PR #521, opened 2019-12-11
Extend check for Emacs terminals

mxco86:
Fixes display within Emacs for more recent versions where shell use of the EMACS env var has been deprecated. Deprecation notice is here:

- https://github.com/emacs-mirror/emacs/blob/d0e2a341dd9a9a365fd311748df024ecb25b70ec/etc/NEWS.25#L1240-L1244


mafredri:
Thanks!

Issue #509, opened 2019-11-11
Remove empty line


qazip:
There is an empty line between subsequent prompts. This can be seen in the image that it is in the README. For example, there is a line between "Exit 1" and "~".

Is it possible to remove this line? I find it wastes to much space.

PerBothner:
Note that with [shell integration](http://localhost/per/blog/2019/shell-integration-proposal/) a terminal can use some other visual separator between commands, so the empty line is redundant.

0xBADDCAFE:
I locally patch like this:

```diff
diff --git a/pure.zsh b/pure.zsh
index ddb0e30..3dad87d 100644
--- a/pure.zsh
+++ b/pure.zsh
@@ -176,7 +176,7 @@ prompt_pure_preprompt_render() {
 
 	if [[ $1 == precmd ]]; then
 		# Initial newline, for spaciousness.
-		print
+		# print
 	elif [[ $prompt_pure_last_prompt != $expanded_prompt ]]; then
 		# Redraw the prompt.
 		prompt_pure_reset_prompt
```

It is prefer to keep current behavior for other users, so how about create new option value like `PURE_STRIP_NEW_LINE` ?

sindresorhus:
https://github.com/sindresorhus/pure/pull/526#issuecomment-583774870

bishopb:
You can hack around pure's _current_ opinion with a custom implementation of `print`:

```sh
print() { [ 0 -eq $# -a "prompt_pure_precmd" = "${funcstack[-1]}" ] || builtin print "$@"; }
```

This implementation of `print` masks the built-in. When `print` is called with zero arguments inside a function named `prompt_pure_precmd` it does nothing (instead of printing an empty line); otherwise it behaves exactly as the print built-in.

Put this in your .zshrc before initializing pure and you're good to go.

Future updates to how pure behaves may invalidate this hack. Caveat emptor.

james-prado:
@bishopb Is there anyway to prevent the new line **only** when the terminal is `clear`ed or when first opening the terminal?

When I open a new terminal this happens:
![before_clear](https://user-images.githubusercontent.com/13836920/90339076-718af800-dfbc-11ea-8b3d-7603ea9249ec.png)

The custom `print()` function works well, but I only want to run it when the terminal is first opened, or after running `clear`. Do you know how to do something like this?

bishopb:
[...]

PR #526, opened 2020-01-13
Add config option to omit leading new line

flats:
Per https://github.com/sindresorhus/pure/issues/509, this adds an option to omit the new line before the prompt.

### DIFF
--- a/pure.zsh
+++ b/pure.zsh
@@ -174,7 +174,7 @@ prompt_pure_preprompt_render() {
 	local expanded_prompt
 	expanded_prompt="${(S%%)PROMPT}"
 
-	if [[ $1 == precmd ]]; then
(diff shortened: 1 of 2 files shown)


sindresorhus:
Sorry, not interested in this. Pure is an opinionated prompt. I would recommend Spaceship if you need a lot of customizability: https://github.com/denysdovhan/spaceship-prompt/blob/master/docs/Options.md#prompt ;)

romkatv:
> I would recommend Spaceship if you need a lot of customizability: https://github.com/denysdovhan/spaceship-prompt/blob/master/docs/Options.md#prompt ;)

The easiest alternative would be powerlevel10k given that it can generate exactly the same prompt as Pure. It also has several customization options for Pure style in its configuration wizard, and this includes the option to remove empty lines. See https://github.com/romkatv/powerlevel10k/blob/master/README.md#pure-compatibility.

PR #7, opened 2022-11-21
upgrade cache-action because only v6 is whitelisted by ASF

pjfanning:


pjfanning:
Thanks @danischroeter, I made a change after you made your review. I noticed that a custom maven repo used for a restlet jar was causing the build to fail. The URL has an expired SSL cert. I found an alternative site that works. Would you be able to re-review?

nvollmar (approved):
lgtm

danischroeter (approved):
lgtm
https://restlet.talend.com/downloads/current/

Issue #6, opened 2022-11-09
Apply same scalafmt from core pekko


mdedetrich:
Currently blocked by https://github.com/scalameta/scalameta/issues/2959

PR #8, opened 2022-12-27
Update and apply scalafmt

seglo:


pjfanning (approved):

mdedetrich (changes requested):
@seglo Thanks for the PR, wasn't aware that you wanted to do a scalafmt PR. As you probably found out, there is a bug in scalafmt which meant that adding it wasn't so trivial (see https://github.com/scalameta/scalameta/issues/2959) and I actually wanted to work on this when the underlying scalafmt issue is resolved. I just recently asked on gitter when a new release is going to arrive (see https://gitter.im/scalameta/scalafmt?at=639e36d089c38775e767a00c), such a release means that the workarounds you did in https://github.com/apache/incubator-pekko-connectors/pull/8/commits/654f229022ca4242bda345ca36931bb03804c257 wont be necessary with the new scalafmt fix.

Also the PR's for scalafmt are a bit more involved, i.e. there is a very specific way of doing setting them up due to needing to add a `.git-blame-ignore-revs`, which to work needs a specific layout of 3 commits with one of them needing to have an overridden git author (see https://github.com/apache/incubator-pekko-grpc/pull/3 for an example). This means you would have to go to the trouble of rebasing your current PR into 3 commits. Also because of this you shouldn't do anything but scalafmt changes (i.e. https://github.com/apache/incubator-pekko-connectors/pull/8/commits/df123fe9032c8a6b78aade62368f245beb4337c1 should be in a separate PR). 

Do you still want to go ahead with this? I already have a flow setup to do this change, its just currently blocked in the previously mentioned PR. I apologize this wasn't clear, I should have assigned myself to https://github.com/apache/incubator-pekko-connectors/issues/6 earlier.

seglo:
Thanks @mdedetrich. I missed https://github.com/apache/incubator-pekko-connectors-kafka/issues/2 . Sorry for stepping on your toes!

I don't have any particular attachment to applying scalafmt to this repo, I only thought you or someone else hadn't got to it. I have no problem deferring to you to do this work since you have a system in place, but I don't think there's any reason to wait for https://github.com/scalameta/scalameta/issues/2959. Since it's only affecting one call site I suggest we just re-factor it and move on.

seglo:
I rebased the artifact id renaming onto `main` and copied misc non-scalafmt changes from this PR to it #10 

I updated the callsite where new scalafmt rules were failing in a separate PR #11

PR #11, opened 2023-01-05
Update GCS unmarshaller to workaround new scalafmt rules

seglo:
In preparation of applying new scalafmt rules where this PF implementation would fail to parse.


nvollmar (approved):
lgtm

PR #15, opened 2023-01-06
Add github workflow to check scala code is formatted

mdedetrich:
Similar to pekko core, replaces the sbt scalafmt check with a github actions one. Also removes the `scalafmtCheckAll`/`scalafmtSbtCheck` check because it is now unnecessary (and it also doesn't play well with IDE's).


pjfanning (approved):
lgtm

PR #19, opened 2023-01-09
non empty link-validator.yml

pjfanning:
* the current yml - with everything commented out - is failing on every run and causing a lot of noise
* eg https://github.com/apache/incubator-pekko-connectors/actions/runs/3878566368
* better to run something and re-enable the rest when we're ready


nvollmar (approved):
lgtm

PR #20, opened 2023-01-13
update contributing doc

pjfanning:
* temporarily drop the MiMa section


mdedetrich (approved):
lgtm. I was about to ask to comment rather than removing however I just noticed that markdown comments are quite verbose so this fine for me.

PR #21, opened 2023-01-16
disable fossa check

pjfanning:
* not currently working
* will need to revisit
* disable to reduce build noise in the interim


nvollmar (approved):
lgtm

PR #26, opened 2023-02-06
uptake pekko jars, update package names and config names

pjfanning:
* also removed replaced alpakka in package names because the text replace was easier this way
* org.apache.pekko package name move (instead of akka) would be better done when we uptake the pekko core libs
* temporarily enables testing of all connectors in every commit 
* test failures seem to match the pre-existing test failures - compare with https://github.com/apache/incubator-pekko-connectors/pull/41


pjfanning:
@mdedetrich I'm not looking for an immediate review of this PR - just some advice. Would it be better if I expand this PR to include the pekko core jar uptake and org.apache.pekko package renames than to wait for this PR to be reviewed on its own?

mdedetrich:
I do think its preferable to include the updated packages in both pekko core and pekko http so that we only need a single PR to change the packages from `akka.stream.alpakka.*` to `org.apache.pekko.stream.connectors.*`

mdedetrich:
Note that its likely that you will have to wait for the various renames to land in pekko-http in order to use the updated pekko core because of the usage of package private, this is the same issue that I had to deal with in pekko-http.

pjfanning:
I remember now why I didn't want to upgrade the jars and package names yet - not only does this repo depend on akka-http but also akka-grpc. By the time, pekko-grpc is ready, this PR is likely to be conflicted and hard to fix up.

I'll leave this PR for now and may end up abandoning it. It may be easier just to start again in a few weeks.

pjfanning:
@mdedetrich @nvollmar would either of you have time to review this? I know the diff is large. There are a lot of doc references to Akka/Alpakka but I want to leave them to a dedicated doc PR. The test failures match those that are broken in main branch already (see #41).

nvollmar:
Sure, waiting for this to continue switching pekko-persistence-cassandra :)

google-common/src/main/scala/org/apache/pekko/stream/connectors/google/scaladsl/Google.scala
nvollmar, line 1: This file was removed/re-added so we'll loose the history

nvollmar (approved):
Didn't manually load each remaining diff manually, but skimmed through a big chunk and couldn't find any obvious issues. lgtm

google-common/src/main/scala/org/apache/pekko/stream/connectors/google/scaladsl/Google.scala
pjfanning: I did the same with this file as the other files - git has some heuristic to decide which moved files are moves with some edits as opposed to files that are deleted and new ones added in their place

nvollmar: Yep, since they are fairly light I'd not consider this an issue.

PR #29, opened 2023-02-10
add disclaimer

pjfanning:
https://incubator.apache.org/guides/branding.html#disclaimers


mdedetrich (approved):
lgtm. I will update this later to use the sbt-apache-sonatype plugin I created.

PR #30, opened 2023-02-18
add apache license headers

pjfanning:


project/Common.scala
```diff
@@ -113,7 +113,5 @@ object Common extends AutoPlugin {
     Test / testOptions += Tests.Argument(TestFrameworks.ScalaTest, "-F", "4"),
     scalafmtOnCompile := false,
     javafmtOnCompile := false,
-    headerLicense := Some(HeaderLicense.Custom(
```
mdedetrich, line 116: Would it be possible to incorporate the same changes to the header as was done in pekko, i.e. https://github.com/apache/incubator-pekko/blob/main/project/CopyrightHeader.scala ?

Just want to make sure that it works with sbt-header so that we can enforce a check to make sure that all source files are correctly formatted?

mdedetrich (changes requested):
We should do the necessary adjustments to sbt-header so that it can correctly check the headers are there.

project/Common.scala
pjfanning: this setting is in CopyrightHeader.scala - seemed better to keep the stuff together there

mdedetrich: Oh perfect then, missed it in the review.

mdedetrich (approved):
lgtm

Issue #28, opened 2023-02-06
add the Apache license headers


pjfanning:
relates to https://github.com/apache/incubator-pekko/issues/38

pjfanning:
https://github.com/apache/incubator-pekko-connectors/pull/30 covers at least some of this.

pjfanning:
PR merged

PR #31, opened 2023-02-20
add license header to conf files

pjfanning:
relates to https://github.com/apache/incubator-pekko-connectors/issues/28

### DIFF
--- a/cassandra/src/main/resources/reference.conf
+++ b/cassandra/src/main/resources/reference.conf
@@ -1,3 +1,5 @@
+# SPDX-License-Identifier: Apache-2.0
+
 alpakka.cassandra {
   # The implementation of `akka.stream.alpakka.cassandra.CqlSessionProvider`
   # used for creating the `CqlSession`.
--- a/couchbase/src/main/resources/reference.conf
+++ b/couchbase/src/main/resources/reference.conf
@@ -1,3 +1,5 @@
+# SPDX-License-Identifier: Apache-2.0
+
 alpakka.couchbase {
   session {
     # The couchbase nodes to connect to as hostnames of ip-addresses
--- a/google-cloud-bigquery-storage/src/main/resources/reference.conf
+++ b/google-cloud-bigquery-storage/src/main/resources/reference.conf
@@ -1,3 +1,5 @@
+# SPDX-License-Identifier: Apache-2.0
+
 alpakka.google {
 
   credentials.default-scopes = ${?alpakka.google.credentials.default-scopes} ["https://www.googleapis.com/auth/bigquery.readonly"]
--- a/google-cloud-bigquery/src/main/resources/reference.conf
+++ b/google-cloud-bigquery/src/main/resources/reference.conf
@@ -1,3 +1,5 @@
+# SPDX-License-Identifier: Apache-2.0
+
 alpakka.google {
   credentials.default-scopes = ${?alpakka.google.credentials.default-scopes} ["https://www.googleapis.com/auth/bigquery"]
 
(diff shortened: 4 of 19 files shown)


mdedetrich:
Question posted here https://github.com/apache/incubator-pekko-http/pull/73#issuecomment-1437681549

pjfanning:
The reference conf is probably as much part of the codebase as the scala/java source. sbt-header has built-in support for it.
Other config files are also regularly given headers in ASF projects.

some examples from Apache Spark:
* https://github.com/apache/spark/blob/master/.asf.yaml
* https://github.com/apache/spark/blob/master/scalastyle-config.xml
* https://github.com/apache/spark/blob/master/pom.xml
* https://github.com/apache/spark/blob/master/conf/fairscheduler.xml.template
* https://github.com/apache/spark/blob/master/core/src/main/resources/META-INF/services/org.apache.spark.deploy.history.EventFilterBuilder

An sbt file: https://github.com/apache/incubator-toree/blob/master/kernel/build.sbt

I've had a little trouble with license headers in .md files but this looks like the way to do it:
https://github.com/apache/druid/edit/master/docs/operations/use_sbt_to_build_fat_jar.md (note the project description block needs to start the file or Paradox will not recognise it as a description block.

I can't find any ASF use of HOCON files (probably out there, but just can't track one down) - but I can't see why a .conf should not be headered like anything else.

mdedetrich:
> I can't find any ASF use of HOCON files (probably out there, but just can't track one down) - but I can't see why a .conf should not be headered like anything else.

As a disclaimer IANAL.

The main reason is that conf files are treated completely differently as a source file since`.conf` files are expected to be edited and modified separately from source files, i.e. think of the case where someone just copies the `.conf` file to use as a base configuration and just tweaks the default values. Due to this In practice `.conf` files are treated much more like documentation then actual source files.

You then get into points about copyright, i.e. there was a reason that there wasn't any Lightbend copyright headers on any of the `*.conf` files because generally speaking none of the content inside of the config file would be considered expressive enough for copyright. You can also google this point yourself (i.e. see https://groups.drupal.org/node/17555 for a discussion on this).

pjfanning:
I am not at all convinced - I think all the conf files should have headers but we can delay this till later.

mdedetrich:
Sure, I am making a thread on the mailing list where its more appropriate to discuss then. We don't have to solve this now.

mdedetrich:
Discussion on mailing for this topic at https://lists.apache.org/thread/9plz30o8g2258jmnb9mym3bfsdfyh9pz

mdedetrich:
So we got a response from the legal ticket (see https://issues.apache.org/jira/browse/LEGAL-633?focusedCommentId=17692908&page=com.atlassian.jira.plugin.system.issuetabpanels:comment-tabpanel#comment-17692908), and the recommendation was to add the header to conf files however it was suggested to use the shortened SPDX-License-Identifier (which in our case would be `Apache-2.0`) rather than the full header that is typical for source files.

pjfanning:
So something like:
```
<!--- SPDX-License-Identifier: Apache-2.0 -->
```

Based on https://spdx.org/licenses/

mdedetrich:
> So something like:
> 
> ```
> 
> ```
> 
> Based on https://spdx.org/licenses/

Yes, although specifically for `*.conf` files I think it should be

```
# SPDX-License-Identifier: Apache-2.0
```

I believe `<!---` is a HTML/XML based comment

mdedetrich:
I just made a comment on the legal ticket about whether the `SPDX-License-Identifier: ` part is necessary or not (it wasn't entirely clear in the legal ticket), see https://issues.apache.org/jira/browse/LEGAL-633?focusedCommentId=17693913&page=com.atlassian.jira.plugin.system.issuetabpanels%3Acomment-tabpanel#comment-17693913.

Once this is clarified then I will approve PR.

mdedetrich (approved):
Okay so we got a response https://issues.apache.org/jira/browse/LEGAL-633?focusedCommentId=17695876&page=com.atlassian.jira.plugin.system.issuetabpanels%3Acomment-tabpanel#comment-17695876 and indeed format is correct

lgtm

PR #33, opened 2023-03-04
fix issue with license headers

pjfanning:
* the issue solution tries to create 2 settings confs, each with different license text - 1 with full header for scala/java one 1 with SPDX text for confs
* this doesn't work as the license text set for the 2nd (the SPDX one) overwrites the first
* this solution is messy but fixes the issue by setting headerLicense only once (the full header text) and ignoring this and using the SPDX text when dealing with conf headers

### DIFF
--- a/google-cloud-bigquery-storage/src/test/resources/application.conf
+++ b/google-cloud-bigquery-storage/src/test/resources/application.conf
@@ -1,1 +1,3 @@
+# SPDX-License-Identifier: Apache-2.0
+
 akka.http.server.preview.enable-http2 = on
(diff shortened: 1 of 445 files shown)


google-cloud-bigquery-storage/src/test/resources/application.conf
```diff
@@ -1 +1,3 @@
+# SPDX-License-Identifier: Apache-2.0
+
 akka.http.server.preview.enable-http2 = on
```
mdedetrich, line 3: nit: Can we add new line here

pjfanning: 2 blanks lines before the actual configs?

pjfanning: I see now that this file doesn't end with a new line, I will add that

mdedetrich (approved):
lgtm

### WHAT NEEDS TO BE DONE
From the entries, report each line that includes the word "time".

### PROBLEM SOLUTION
I remember now why I didn't want to upgrade the jars and package names yet - not only does this repo depend on akka-http but also akka-grpc. By the time, pekko-grpc is ready, this PR is likely to be conflicted and hard to fix up.
@mdedetrich @nvollmar would either of you have time to review this? I know the diff is large. There are a lot of doc references to Akka/Alpakka but I want to leave them to a dedicated doc PR. The test failures match those that are broken in main branch already (see #41).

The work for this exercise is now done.